Стоит ли говорить, что я со страстным, почти болезненным нетерпением ждал смерти Мореллы? Да, я ждал ее; но этот хрупкий дух цепко держался за свою бренную оболочку в течение еще многих дней, недель и томительных месяцев. В конце концов мои истерзанные нервы взяли верх над рассудком и я впал в исступление из-за этой отсрочки, с адской яростью проклиная дни, часы и горькие секунды, которые становились все длиннее и длиннее по мере того, как угасала ее кроткая жизнь. Так удлиняются тени по мере того, как угасает день.
Но одним осенним вечером, когда ветры уснули в небесах, Морелла подозвала меня к своей постели. Над всей землей висел прозрачный туман, мягкое сияние лежало на водах, на пышную листву октябрьских лесов с вышины пало золото и пурпур.
— Вот день из дней, — сказала она, когда я приблизился. — День, чтобы жить и чтобы умереть. Дивный день для сыновей земли и жизни… но еще более дивный для дочерей небес и смерти! — Я осторожно поцеловал ее лоб, а она продолжала:
— Я умираю, и все же я буду жить.
— Морелла!
— Не было дня, когда бы ты любил меня; но ту, которая внушала тебе отвращение при жизни, в смерти ты станешь боготворить.
— Морелла!
— Повторяю: я умираю.
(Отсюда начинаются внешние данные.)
PR #64, opened 2025-12-31
Add release workflow and update readme

NiklasVin:
## Main changes of this PR

This PR adds the release workflow and updates the readme according to the coming up release.

## Author's checklist

## Reviewers' checklist


IshaanDesai (approved):
The only way to test the release workflow is to merge this and prepare a release candidate. Then we will know if the preemptively set trusted publishing works.

PR #67, opened 2026-02-08
Contribution to Issue #66: Int based implementation

### LINKED ISSUE #66: Round Unique Coordinates yields different results on different machines
In `adapter_core.py:round_unique_coordinates`: 

Due to the implementation of `np.round`, which does not use true mathematical rounding but rather a specific algorithm (see [Numpy Doc)](https://numpy.org/doc/2.1/reference/generated/numpy.round.html), rounding close to machine precision is in accurate and depends on the underlying CPU-Architecture. This results in different final results on different machines.

```python
def round_unique_coordinates(coords, digit_cutoff):
    tmp = np.zeros_like(coords)
    np.round(coords, digit_cutoff, tmp)
    tmp = np.unique(tmp, axis=0)
    return tmp
```

I suggest 2 options:
- implement int based comparison, which splits coordinates into sections of ints
- implement oct-tree based filtering: minimum cell-size = digit_cutoff, all points which end up in the same cell are merged to a single entity

Snapex2409:
## Main changes of this PR

Implemented int based unique coordinates version.
Splits float values into reasonable sizes (10 digits) and coverts those to int64 (~16 Digits). 
Unique operation on int values does not need rounding anymore.

Resolves [Issue #66](https://github.com/precice/fenicsx-adapter/issues/66)

## Author's checklist

## Reviewers' checklist


IshaanDesai (approved):
Looks good. The tutorial also runs as expected 👍

IshaanDesai:
The CI fails due to redundant checks in the tutorial case, which will be fixed in another PR.

PR #78, opened 2026-05-08
Introduce cache for `convert_fenicsx_to_precice`

NiklasVin:
## Main changes of this PR

I added a cache for the evaluation of the fenicsx functions to improve performance for `write_data`.

The caching avoids recomputing the cell candidates necessary to evaluate the FEniCSx function.
Since `write_data_at_coordinates` requires the user to pass the coordinates, evaluating whether all coordinates passed to the function are the same as in the previous call, can get expensive, since a simple `==` comparison of the previous and the current coordinate array shouldn't be sufficient (if the ordering of the coordinates have changed, at least a set operation is necessary).
It is an option to give the user the possibility to not provide a list of coordinates for the `read_data_at_coordinates`, and use the last coordinates for the mapping. If this should be allowed, then I would rather revise the whole separation of `fenicsxprecice.py` and `adapter_core.py` and potentially change the adapter architecture since the majority of the `adapter_core.py` would definitely benefit from that (you can see that for instance for the `digit_cutoff` parameter that more or less all functions require, or `interpolate_boundary_function` also takes a very long list of parameters).

## Author's checklist

## Reviewers' checklist


fenicsxprecice/fenicsxprecice.py
IshaanDesai, line 1: Where is the user configuration for whether to use cached coordinates?

IshaanDesai (commented):
Let us do the design change separately.

fenicsxprecice/fenicsxprecice.py
NiklasVin: There is none. Since I only implemented it for the write method for static meshes, the cached coordinates will never change

IshaanDesai (approved):
Looks good 👍 feel free to squash and merge. Please remember to add a changelog entry.

PR #80, opened 2026-05-31
Several fixes and enhancements for parallel use

IshaanDesai:
## Main changes of this PR

This PR:

- adds profiling sections for performance analysis of the adapter components.
- fixes a potential bug in the interpolation when the adapter is used in parallel.
- replaces the blocking communication in the interpretation functionality with non-blocking communication to reduce runtime for parallel cases.

Run the adapter in parallel.

## Author's checklist

## Reviewers' checklist

### DIFF
--- a/fenicsxprecice/fenicsxprecice.py
+++ b/fenicsxprecice/fenicsxprecice.py
@@ -219,7 +219,7 @@ class Adapter:
         """
         if self._empty_rank:
             return
-        else: # to avoid unnecessary profiling sections for ranks that do not write data
+        else:  # to avoid unnecessary profiling sections for ranks that do not write data
             self.start_profiling_section("fenicsxprecice.write_data")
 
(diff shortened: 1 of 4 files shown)


fenicsxprecice/fenicsxprecice.py
```diff
@@ -38,7 +37,7 @@ class Adapter:
 
     def __init__(self, mpi_comm, adapter_config_filename='precice-adapter-config.json',
                  boundary_processing_mode=CouplingBoundaryInterpolation.ADAPTER,
-                 digit_cutoff=25):
+                 digit_cutoff=10):
```
NiklasVin: This shouldn't be necessary, right?

NiklasVin (changes requested):

fenicsxprecice/fenicsxprecice.py
IshaanDesai: Yes, correct. This is leftover from the latest runs. I will remove it.

PR #953, opened 2017-01-20
Rename test class to stub class to allow pytest collection

### LINKED ISSUE #952: Determine why codecov tool is incorrectly reporting coverage
The past few days, codecov tool is reporting coverage ~55% instead of the more recent ~85%. Will investigate if codecov tool has new settings causing this spurious drop.

willingc:
Fixes #952 

pytest throws a warning to indicate it will not collect test classes with an inherited `__init__` method. 

This PR renames a test class from TestSingleUserSpawner to StubSingleUserSpawner to satisfy pytest that the mocked class is not being tested but instead simply sets up the test case. [See reference re: fix by pytest core dev](http://hackebrot.github.io/pytest-tricks/show_pytest_warnings/).

Individual tests are renamed to reflect the class name change.

### DIFF
--- a/.coveragerc
+++ b/.coveragerc
@@ -13,4 +13,5 @@ exclude_lines =
 ignore_errors = True
 omit =
     jupyterhub/tests/*
+    jupyterhub/alembic/*
     */site-packages/*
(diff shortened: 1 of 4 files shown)


willingc:
Moving this back to WIP since latest two commits (which should only impact report output) uncovered some interesting socket errors in different test runs on different Python versions.

willingc:
Thanks @minrk. I'll keep an eye on the spurious errors.

PR #960, opened 2017-01-24
Added user_for_token method, moved r check into its own function

DeepHorizons:
This pull request adds the `user_for_token` method to the HubAuth class. This enables easy access to authenticate and get a user by their token.

The response check was moved into its own function to remove duplicating code.

### DIFF
--- a/jupyterhub/services/auth.py
+++ b/jupyterhub/services/auth.py
@@ -156,8 +156,9 @@ class HubAuth(Configurable):
             app_log.warning("Failed to check authorization: [%i] %s", r.status_code, r.reason)
             raise HTTPError(500, "Failed to check authorization")
         else:
+            data = r.json()
             app_log.debug("Received request from Hub user %s", data)
-            return r.json()
+            return data
 
     def user_for_cookie(self, encrypted_cookie, use_cache=True):
         """Ask the Hub to identify the user for a given cookie.
--- a/jupyterhub/services/auth.py
+++ b/jupyterhub/services/auth.py
@@ -138,6 +138,27 @@ class HubAuth(Configurable):
     def _cookie_cache(self):
         return _ExpiringDict(self.cookie_cache_max_age)
 
+    def _check_response_for_authorization(self, r):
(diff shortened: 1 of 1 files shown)


jupyterhub/services/auth.py
```diff
@@ -138,6 +138,27 @@ class HubAuth(Configurable):
...
+            app_log.error("I don't have permission to verify cookies, my auth token may have expired: [%i] %s", r.status_code, r.reason)
+            raise HTTPError(500, "Permission failure checking authorization, I may need a new token")
+        elif r.status_code >= 500:
+            app_log.error("Upstream failure verifying auth token: [%i] %s", r.status_code, r.reason)
+            raise HTTPError(502, "Failed to check authorization (upstream problem)")
+        elif r.status_code >= 400:
+            app_log.warning("Failed to check authorization: [%i] %s", r.status_code, r.reason)
+            raise HTTPError(500, "Failed to check authorization")
+        else:
+            app_log.debug("Received request from Hub user %s", data)
```
minrk: `data` here isn't declared. Perhaps:

```python
data = r.json()
app_log.debug(...)
return data
```

jupyterhub/services/auth.py
```diff
@@ -138,6 +138,27 @@ class HubAuth(Configurable):
...
+    def _check_response_for_authorization(self, r):
+        """Verify the response for authorizing a user
+
+        Raises an error if the response failed, otherwise returns the json
+        """
+        if r.status_code == 404:
+            app_log.warning("No Hub user identified for request")
+            data = None
+        elif r.status_code == 403:
+            app_log.error("I don't have permission to verify cookies, my auth token may have expired: [%i] %s", r.status_code, r.reason)
```
minrk: Update message to be more general:

"I don't have permission to check authorization with JupyterHub; my auth..."

DeepHorizons:
@minrk Fixed the message and the logging error.

minrk:
Great, thanks!

PR #961, opened 2017-01-25
Enable token authentication in HubAuth

### LINKED ISSUE #891: Support token auth in single-user servers
The default LoginHandler will support token auth in 4.3: https://github.com/jupyter/notebook/pull/1831 . Since JupyterHub replaces the LoginHandler, token auth won't work with JupyterHub without modifications. We should add support for the Authorization header in the single-user server so that JupyterHub tokens can be used to access single-user servers via the Authorization header.

This will also likely drive demand for creation of new API tokens via UI, but that can be a separate step.

cf https://github.com/jupyterhub/jupyterhub-deploy-docker/issues/30

minrk:
follow-up to #960
closes #891

- further consolidate some duplicate code asking the Hub to identify a user
- enable token authentication in `.get_user()`
- fully support notebook-4.3 API in single-user for token auth
- add missing `.get_login_url` that tornado needs for redirecting to the Hub for login

### DIFF
--- a/jupyterhub/services/auth.py
+++ b/jupyterhub/services/auth.py
@@ -312,6 +312,10 @@ class HubAuthenticated(object):
     def hub_auth(self, auth):
         self._hub_auth = auth
 
+    def get_login_url(self):
+        """Return the Hub's login URL"""
+        return self.hub_auth.login_url
+
     def check_hub_user(self, user_model):
         """Check whether Hub-authenticated user should be allowed.
 
--- a/jupyterhub/services/auth.py
+++ b/jupyterhub/services/auth.py
@@ -8,6 +8,7 @@ HubAuthenticated is a mixin class for tornado handlers that should authenticate 
 """
 
 import os
+import re
 import socket
 import time
 from urllib.parse import quote
@@ -238,6 +239,23 @@ class HubAuth(Configurable):
             use_cache=use_cache,
         )
     
+    auth_header_name = 'Authorization'
+    auth_header_pat = re.compile('token\s+(.+)', re.IGNORECASE)
+
+    def get_token(self, handler):
+        """Get the user token from a request
+
+        - in URL parameters: ?token=<token>
+        - in header: Authorization: token <token>
+        """
+
+        user_token = handler.get_argument('token', '')
+        if not user_token:
+            # get it from Authorization header
+            m = self.auth_header_pat.match(handler.request.headers.get(self.auth_header_name, ''))
+            if m:
+                user_token = m.group(1)
+        return user_token
 
     def get_user(self, handler):
         """Get the Hub user for a given tornado handler.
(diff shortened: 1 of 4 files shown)


jupyterhub/services/auth.py
```diff
@@ -138,14 +139,46 @@ class HubAuth(Configurable):
...
 
-    def _check_response_for_authorization(self, r):
-        """Verify the response for authorizing a user
+    def _check_hub_authorization(self, url, cache_key=None, use_cache=True):
+        """Identify a user with the Hub
+        
+        Args:
+            url (str): The API URL to check the Hub for authorization
+                       (e.g. http://127.0.0.1:8081/hub/api/authorizations/token/abc-def)
+            cache_key (str): The for checking the cache
```
willingc: missing word 'key'

jupyterhub/services/auth.py
```diff
@@ -138,14 +139,46 @@ class HubAuth(Configurable):
...
+            use_cache (bool): Specify use_cache=False to skip cached cookie values (default: True)
+
+        Returns:
+            user_model (dict): The user model, if a user is identified, None if authentication fails.
+        An HTTPError is raised if
```
willingc: stray line?

jupyterhub/services/auth.py
```diff
@@ -138,14 +139,46 @@ class HubAuth(Configurable):
...
+        Verify the response for authorizing a user
 
         Raises an error if the response failed, otherwise returns the json
         """
+        if use_cache:
+            if cache_key is None:
+                raise ValueError("cache_key is required when using cache")
+            cached = self.cookie_cache.get(cache_key)
+            if cached is not None:
+                return cached
```
willingc: Min, Clarifying that I understand what is going on here...

1. `cached` contains the cookie that had been previously cached
2.  What happens on the `return`? Does it continue to the try block or back to what called this private method?

jupyterhub/services/auth.py
```diff
@@ -138,14 +139,46 @@ class HubAuth(Configurable):
...
+                },
+            )
+        except requests.ConnectionError:
+            msg = "Failed to connect to Hub API at %r." % self.api_url
+            msg += "  Is the Hub accessible at this URL (from host: %s)?" % socket.gethostname()
+            if '127.0.0.1' in self.api_url:
+                msg += "  Make sure to set c.JupyterHub.hub_ip to an IP accessible to" + \
+                       " single-user servers if the servers are not on the same host as the Hub."
+            raise HTTPError(500, msg)
+
```
willingc: Very helpful error message :sunny:

jupyterhub/services/auth.py
minrk: `cached` is the cached result of this method, from calling this method before with the same argument. If a cached result is found, return it instead of running the method again. It does not continue after the `return`.

willingc: Okay. I think we're on the same page.

If using caching, this method will check if the cached key exists in the user's cookie. If the cached key exists in the user's cookie, the method returns the cached key to the calling method. Otherwise, try to authenticate the user with an api token and storing the key, if found, to use later.

If not using caching, identify an authorized user by the checking the api token.

willingc:
Thanks for the clarification Min. So for 0.8, we will not cache using cookies but cache in the hub's db, correct?

The latest commit really helps make things more understandable.

Still trying to figure out why there is an extra @ in the failing test url.

minrk:
> So for 0.8, we will not cache using cookies but cache in the hub's db, correct?

Sorry, I could swear I responded to this the other day. This is not a change in behavior, it's consolidating code that got duplicated now that there's two ways to ask the Hub about an authorization. Here's what is happening:

1. A request is made to the HubAuth-using server with a cookie or API token
2. HubAuth asks the Hub who the cookie or token identifies
3. HubAuth caches the Hub's *response* to that query (for a time), so it doesn't have to add a Hub API request to every handler.

PR #966, opened 2017-01-27
support service tokens in HubAuth

### LINKED ISSUE #954: HubAuth does not work with service tokens
It is currently not possible to authenticate a service using the HubAuth class.
When attempting to use a service token to authenticate a service via `/api/authorizations/token/{token}`,
 it returns a 404.

Take a service token and make a request to `/api/authorizations/token/{token}` using the token and the proper authorization header.

A User model is returned about the service, with a `name` and `admin` field.

**What actually happens**
The request returns with a 404

0.7.2

minrk:
- support service tokens in /api/authorizations
- add hub_services to HubAuth
- add 'kind' field to models, which is needed to easily distinguish between users and servers

closes #954

### DIFF
--- a/jupyterhub/services/auth.py
+++ b/jupyterhub/services/auth.py
@@ -12,6 +12,7 @@ import re
 import socket
 import time
 from urllib.parse import quote
+import warnings
 
 import requests
 
@@ -183,7 +184,6 @@ class HubAuth(Configurable):
             raise HTTPError(500, msg)
 
         data = None
-        print(r.status_code)
         if r.status_code == 404:
             app_log.warning("No Hub user identified for request")
         elif r.status_code == 403:
@@ -330,9 +330,19 @@ class HubAuthenticated(object):
                 ...
 
     """
+    hub_services = None # set of allowed services
     hub_users = None # set of allowed users
     hub_groups = None # set of allowed groups
     
+    @property
+    def allow_all(self):
+        """Property indicating that all successfully identified user
+        or service should be allowed.
+        """
+        return (self.hub_services is None
+            and self.hub_users is None
+            and self.hub_groups is None)
+
     # self.hub_auth must be a HubAuth instance.
     # If nothing specified, use default config,
     # which will be configured with defaults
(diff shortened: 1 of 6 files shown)


willingc:
@minrk Is this still WIP or ready for review?

minrk:
I had one thing I wanted to change before merging, and forgot to get back to it. I will finish tomorrow. Thanks!

jupyterhub/tests/test_services_auth.py
```diff
@@ -217,7 +219,8 @@ def finish_thread():
         assert auth.login_url in r.headers['Location']
 
 
-def test_service_cookie_auth(app, mockservice_url):
+def test_hubauth_cookie(app, mockservice_url):
```
willingc: Min, Do we want to start moving to pytest's parameterize to test specific names? It might make for easier additions to the tests going forward and simplify testing when trying to find a bug as we could more easily drop in individual test cases.

minrk: I'm not sure it would help in this particular test case, but in cases where it would, parameterize is a good idea.

minrk:
Changed my mind about what I wanted to change (it was renaming 'kind' to 'type', but now I like 'kind' better). Should be all set now.

jupyterhub/services/auth.py
```diff
@@ -330,9 +330,19 @@ def get(self):
                 ...
 
     """
+    hub_services = None # set of allowed services
```
willingc: Let's update the docstring here.

jupyterhub/services/auth.py
```diff
@@ -352,34 +362,45 @@ def get_login_url(self):
...
+    def check_hub_user(self, model):
+        """Check whether Hub-authenticated user or service should be allowed.
 
         Returns the input if the user should be allowed, None otherwise.
 
         Override if you want to check anything other than the username's presence in hub_users list.
 
         Args:
-            user_model (dict): the user model returned from :class:`HubAuth`
+            model (dict): the user or service model returned from :class:`HubAuth`
```
willingc: Is this user, group or service?

jupyterhub/tests/test_services_auth.py
willingc: For the simple case here, it doesn't matter. For some of the longer tests, it may make sense to parameterize the input test case since I think the test becomes more readable and more useful later on (with multiple services and hubshare adding complexity). The test can remain the same even if there are additional test input needed. For now, I think they are fine as is.

jupyterhub/services/auth.py
minrk: no, user or service. A request can't be identified as a group (at this point, at least), but it can be a *member* of a group (user).

willingc:
Nice work @minrk :sunny:

PR #971, opened 2017-02-08
Add page for requesting tokens

minrk:
Since this is a new page, I took the opportunity to cleanup the nav header a bit, to make it a proper navbar. This removes `admin` from the big button collection and adds it to the nav at the top, where the new `Token` page is added.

Но я не уношу с собой плод той нежности — о, бесконечно малой! — которую ты питал ко мне, Морелле. И когда мой дух отлетит, это дитя — твое и мое — останется жить. Но твои дни будут днями печали, той печали, которая долговечней всех иных чувств, как кипарис нетленней всех деревьев. Часы твоего счастья позади, цветы радости не распускаются дважды в одной жизни, как дважды в год распускаются иные розы. И больше тебе не доведется играть со временем: ты сам понесешь по земле свой саван, как мусульманин, отправляющийся в Мекку.